PR #1401, opened 2022-09-01
Upgrading to Ray 2.0

pedropgusmao:
#### Reference Issues/PRs
NA

Upgrades Ray version to 2.0.0

#### Any other comments?

Fixed the Private Variable Access warning by `ray.worker.get()` to `ray.get()`  as suggested by the API.

### DIFF
--- a/examples/simulation_pytorch/main.py
+++ b/examples/simulation_pytorch/main.py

══════

* TASK GOAL:
From the data above, copy each line with the string "main" in it.

* THE COMPLETED TASK:
--- a/examples/simulation_pytorch/main.py
+++ b/examples/simulation_pytorch/main.py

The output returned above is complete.